*What is being asked:*
In full and unchanged, output the entries that follow.

*Dataset items:*
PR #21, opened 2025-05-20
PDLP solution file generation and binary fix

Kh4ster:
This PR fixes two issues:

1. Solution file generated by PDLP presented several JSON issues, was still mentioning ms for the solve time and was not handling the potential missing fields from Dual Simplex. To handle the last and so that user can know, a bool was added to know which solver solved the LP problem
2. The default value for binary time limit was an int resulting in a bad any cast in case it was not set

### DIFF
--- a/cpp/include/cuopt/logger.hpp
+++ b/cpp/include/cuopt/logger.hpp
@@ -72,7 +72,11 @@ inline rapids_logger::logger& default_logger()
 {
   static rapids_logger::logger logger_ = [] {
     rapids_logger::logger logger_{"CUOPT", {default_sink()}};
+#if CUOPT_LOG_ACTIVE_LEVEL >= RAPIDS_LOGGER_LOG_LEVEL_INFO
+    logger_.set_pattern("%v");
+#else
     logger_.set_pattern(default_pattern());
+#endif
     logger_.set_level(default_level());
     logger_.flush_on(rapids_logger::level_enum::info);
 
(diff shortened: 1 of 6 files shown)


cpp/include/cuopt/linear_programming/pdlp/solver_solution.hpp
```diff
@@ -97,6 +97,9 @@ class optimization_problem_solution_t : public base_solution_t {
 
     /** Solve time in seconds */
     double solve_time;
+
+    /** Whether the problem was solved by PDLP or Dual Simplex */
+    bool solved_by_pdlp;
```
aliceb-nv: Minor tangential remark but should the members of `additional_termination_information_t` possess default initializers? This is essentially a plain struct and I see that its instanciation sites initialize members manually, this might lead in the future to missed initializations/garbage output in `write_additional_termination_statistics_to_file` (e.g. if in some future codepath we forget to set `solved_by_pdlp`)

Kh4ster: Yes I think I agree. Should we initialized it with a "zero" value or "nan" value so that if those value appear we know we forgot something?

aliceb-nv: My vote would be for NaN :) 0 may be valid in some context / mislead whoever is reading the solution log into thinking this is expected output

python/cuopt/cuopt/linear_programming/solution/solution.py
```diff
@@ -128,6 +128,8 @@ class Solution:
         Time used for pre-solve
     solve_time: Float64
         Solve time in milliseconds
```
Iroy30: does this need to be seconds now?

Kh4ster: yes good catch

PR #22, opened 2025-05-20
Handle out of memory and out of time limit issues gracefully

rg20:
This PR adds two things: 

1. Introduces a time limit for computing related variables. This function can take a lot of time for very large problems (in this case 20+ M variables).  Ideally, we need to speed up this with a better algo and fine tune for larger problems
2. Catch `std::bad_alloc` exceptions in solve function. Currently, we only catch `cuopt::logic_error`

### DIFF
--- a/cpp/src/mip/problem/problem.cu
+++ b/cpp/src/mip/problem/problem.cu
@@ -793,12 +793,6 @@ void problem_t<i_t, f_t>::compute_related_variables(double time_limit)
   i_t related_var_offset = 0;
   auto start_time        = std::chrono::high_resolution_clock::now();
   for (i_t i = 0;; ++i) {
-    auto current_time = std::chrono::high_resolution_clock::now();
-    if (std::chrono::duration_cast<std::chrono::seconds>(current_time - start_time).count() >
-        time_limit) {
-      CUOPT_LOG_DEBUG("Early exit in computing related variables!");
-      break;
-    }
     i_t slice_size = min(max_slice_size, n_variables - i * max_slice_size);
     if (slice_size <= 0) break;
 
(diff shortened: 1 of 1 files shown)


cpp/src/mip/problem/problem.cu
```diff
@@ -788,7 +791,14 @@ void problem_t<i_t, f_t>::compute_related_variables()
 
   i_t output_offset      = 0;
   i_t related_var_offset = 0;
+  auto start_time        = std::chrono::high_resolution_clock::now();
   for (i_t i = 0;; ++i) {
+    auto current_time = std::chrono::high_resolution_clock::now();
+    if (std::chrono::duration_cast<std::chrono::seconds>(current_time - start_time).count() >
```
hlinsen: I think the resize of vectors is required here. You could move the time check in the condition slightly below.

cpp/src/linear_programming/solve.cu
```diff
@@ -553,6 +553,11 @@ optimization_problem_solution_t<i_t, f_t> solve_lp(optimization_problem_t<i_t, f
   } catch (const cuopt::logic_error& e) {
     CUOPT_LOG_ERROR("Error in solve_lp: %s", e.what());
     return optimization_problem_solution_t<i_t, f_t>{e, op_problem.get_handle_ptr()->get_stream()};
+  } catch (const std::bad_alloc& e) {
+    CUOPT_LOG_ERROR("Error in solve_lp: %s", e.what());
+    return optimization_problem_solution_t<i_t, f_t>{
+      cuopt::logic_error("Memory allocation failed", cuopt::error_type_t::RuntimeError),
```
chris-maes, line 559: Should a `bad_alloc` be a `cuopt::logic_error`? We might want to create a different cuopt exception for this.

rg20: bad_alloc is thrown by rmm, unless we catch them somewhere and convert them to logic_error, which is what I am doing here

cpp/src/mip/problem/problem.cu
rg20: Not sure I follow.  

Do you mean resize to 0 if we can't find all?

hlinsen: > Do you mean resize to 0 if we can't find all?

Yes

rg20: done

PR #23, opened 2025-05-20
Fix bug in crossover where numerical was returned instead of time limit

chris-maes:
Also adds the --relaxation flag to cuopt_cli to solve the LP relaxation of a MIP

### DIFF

*Exercise answer:*
PR #21, opened 2025-05-20
PDLP solution file generation and binary fix

Kh4ster:
This PR fixes two issues:

1. Solution file generated by PDLP presented several JSON issues, was still mentioning ms for the solve time and was not handling the potential missing fields from Dual Simplex. To handle the last and so that user can know, a bool was added to know which solver solved the LP problem
2. The default value for binary time limit was an int resulting in a bad any cast in case it was not set

### DIFF
--- a/cpp/include/cuopt/logger.hpp
+++ b/cpp/include/cuopt/logger.hpp
@@ -72,7 +72,11 @@ inline rapids_logger::logger& default_logger()
 {
   static rapids_logger::logger logger_ = [] {
     rapids_logger::logger logger_{"CUOPT", {default_sink()}};
+#if CUOPT_LOG_ACTIVE_LEVEL >= RAPIDS_LOGGER_LOG_LEVEL_INFO
+    logger_.set_pattern("%v");
+#else
     logger_.set_pattern(default_pattern());
+#endif
     logger_.set_level(default_level());
     logger_.flush_on(rapids_logger::level_enum::info);
 
(diff shortened: 1 of 6 files shown)


cpp/include/cuopt/linear_programming/pdlp/solver_solution.hpp
```diff
@@ -97,6 +97,9 @@ class optimization_problem_solution_t : public base_solution_t {
 
     /** Solve time in seconds */
     double solve_time;
+
+    /** Whether the problem was solved by PDLP or Dual Simplex */
+    bool solved_by_pdlp;
```
aliceb-nv: Minor tangential remark but should the members of `additional_termination_information_t` possess default initializers? This is essentially a plain struct and I see that its instanciation sites initialize members manually, this might lead in the future to missed initializations/garbage output in `write_additional_termination_statistics_to_file` (e.g. if in some future codepath we forget to set `solved_by_pdlp`)

Kh4ster: Yes I think I agree. Should we initialized it with a "zero" value or "nan" value so that if those value appear we know we forgot something?

aliceb-nv: My vote would be for NaN :) 0 may be valid in some context / mislead whoever is reading the solution log into thinking this is expected output

python/cuopt/cuopt/linear_programming/solution/solution.py
```diff
@@ -128,6 +128,8 @@ class Solution:
         Time used for pre-solve
     solve_time: Float64
         Solve time in milliseconds
```
Iroy30: does this need to be seconds now?

Kh4ster: yes good catch

PR #22, opened 2025-05-20
Handle out of memory and out of time limit issues gracefully

rg20:
This PR adds two things: 

1. Introduces a time limit for computing related variables. This function can take a lot of time for very large problems (in this case 20+ M variables).  Ideally, we need to speed up this with a better algo and fine tune for larger problems
2. Catch `std::bad_alloc` exceptions in solve function. Currently, we only catch `cuopt::logic_error`

### DIFF
--- a/cpp/src/mip/problem/problem.cu
+++ b/cpp/src/mip/problem/problem.cu
@@ -793,12 +793,6 @@ void problem_t<i_t, f_t>::compute_related_variables(double time_limit)
   i_t related_var_offset = 0;
   auto start_time        = std::chrono::high_resolution_clock::now();
   for (i_t i = 0;; ++i) {
-    auto current_time = std::chrono::high_resolution_clock::now();
-    if (std::chrono::duration_cast<std::chrono::seconds>(current_time - start_time).count() >
-        time_limit) {
-      CUOPT_LOG_DEBUG("Early exit in computing related variables!");
-      break;
-    }
     i_t slice_size = min(max_slice_size, n_variables - i * max_slice_size);
     if (slice_size <= 0) break;
 
(diff shortened: 1 of 1 files shown)


cpp/src/mip/problem/problem.cu
```diff
@@ -788,7 +791,14 @@ void problem_t<i_t, f_t>::compute_related_variables()
 
   i_t output_offset      = 0;
   i_t related_var_offset = 0;
+  auto start_time        = std::chrono::high_resolution_clock::now();
   for (i_t i = 0;; ++i) {
+    auto current_time = std::chrono::high_resolution_clock::now();
+    if (std::chrono::duration_cast<std::chrono::seconds>(current_time - start_time).count() >
```
hlinsen: I think the resize of vectors is required here. You could move the time check in the condition slightly below.

cpp/src/linear_programming/solve.cu
```diff
@@ -553,6 +553,11 @@ optimization_problem_solution_t<i_t, f_t> solve_lp(optimization_problem_t<i_t, f
   } catch (const cuopt::logic_error& e) {
     CUOPT_LOG_ERROR("Error in solve_lp: %s", e.what());
     return optimization_problem_solution_t<i_t, f_t>{e, op_problem.get_handle_ptr()->get_stream()};
+  } catch (const std::bad_alloc& e) {
+    CUOPT_LOG_ERROR("Error in solve_lp: %s", e.what());
+    return optimization_problem_solution_t<i_t, f_t>{
+      cuopt::logic_error("Memory allocation failed", cuopt::error_type_t::RuntimeError),
```
chris-maes, line 559: Should a `bad_alloc` be a `cuopt::logic_error`? We might want to create a different cuopt exception for this.

rg20: bad_alloc is thrown by rmm, unless we catch them somewhere and convert them to logic_error, which is what I am doing here

cpp/src/mip/problem/problem.cu
rg20: Not sure I follow.  

Do you mean resize to 0 if we can't find all?

hlinsen: > Do you mean resize to 0 if we can't find all?

Yes

rg20: done

PR #23, opened 2025-05-20
Fix bug in crossover where numerical was returned instead of time limit

chris-maes:
Also adds the --relaxation flag to cuopt_cli to solve the LP relaxation of a MIP

### DIFF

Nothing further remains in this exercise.